Star orbiting supermassive black hole again confirms relativity

An artist’s impression of red-shifted light emitted by a star passing near a supermassive black hole like the 4-million-solar-mass singularity at the center of the Milky Way. Image: Nicolle Fuller/National Science Foundation

Observations of a star orbiting the 4-million-solar-mass black hole at the heart of the Milky Way show, once again, that Einstein’s theory of General Relativity correctly predicts the behaviour of light under the influence of extreme gravity.

A team led by Andrea Ghez, a professor of physics and astronomer at the University of California in Los Angeles, has been closely monitoring a star known as SO-2 (or S2)  for more than two decades as it orbits the galaxy’s central black hole.

Spectra collected at the W.M. Keck Observatory in Hawaii, combined with images of the star as it moved through a complete 16-year elliptical orbit, allowed them to map out its trajectory in three dimensions. Knowing the orientation of the orbit with respect to the black hole enabled the team to determine the star’s radial velocity and properly interpret subtle changes in SO-2’s light.

Non-relativistic theories of gravity do not predict any changes to the light leaving the star as it orbits the black hole, speeding up as it passes close by and then slowing down as it moves away.

But Ghez’s team, incorporating SO-2’s known orbit, was able to precisely measure changes in wavelength, and thus colour, as the star raced through the low-point of its orbit and then slowed as it moved toward the far side of the ellipse. In agreement with Einstein’s predictions, the star’s light underwent a gravitational redshift as it passed near the black hole. Initial observations were published last summer by researchers using the European Southern Observatory, but Ghez opted to await additional data processing and analysis before posting her team’s results.
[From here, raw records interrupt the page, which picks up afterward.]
Issue #13527, opened 2023-08-21
Turn off Copilot by default in RStudio Server


ronblum:
Turn off Copilot by default in RStudio Server. This will give administrators more control over it, who can still turn it on if they wish. (Especially relevant for the initial rollout.)

ronblum:
It looks like this is getting turned off for RStudio Desktop, as well. It should be on for Desktop but off for Server.

kevinushey:
Should be fixed via https://github.com/rstudio/rstudio/commit/355c79d82345a9cfe09384d925767165547e1551; hopefully to be live in the next daily builds.

ronblum:
Verified that RStudio Desktop 2023.09.0-daily+380 on MacOS 14 is back in business. Now to check that Copilot is still disabled in RStudio Server.

ronblum:
Verified in RStudio Server 2023.09.0-daily+380 on Ubuntu 20.04.5 via Chrome:
- Copilot is turned off by default.
- Copilot is turned off with `copilot-enabled=0` in /etc/rstudio/rsession.conf
- Copilot is enabled with `copilot-enabled=1` in /etc/rstudio/rsession.conf, authorization works, and Copilot returns suggestions

Note that while setting `copilot-enabled=1` will work turn on Copilot, is unsupported yet, as it hasn't been tested and certified. This would be strictly for testing purposes only, for the current release (Desert Sunflower).

PR #13545, opened 2023-08-23
disable copilot by default in RStudio Server

kevinushey:
Addresses https://github.com/rstudio/rstudio/issues/13527.

### DIFF
--- a/src/gwt/src/org/rstudio/studio/client/workbench/prefs/model/UserStateAccessor.java
+++ b/src/gwt/src/org/rstudio/studio/client/workbench/prefs/model/UserStateAccessor.java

“What’s so special about S0-2 is we have its complete orbit in three dimensions,” said Ghez. “That’s what gives us the entry ticket into the tests of general relativity. We asked how gravity behaves near a supermassive black hole and whether Einstein’s theory is telling us the full story. Seeing stars go through their complete orbit provides the first opportunity to test fundamental physics using the motions of these stars.”

The results show “Einstein’s right, at least for now,” Ghez said in a release. “We can absolutely rule out Newton’s law of gravity.”

Richard Green, director of the U.S. National Science Foundation’s astronomy division, praised Ghez and her team’s persistence.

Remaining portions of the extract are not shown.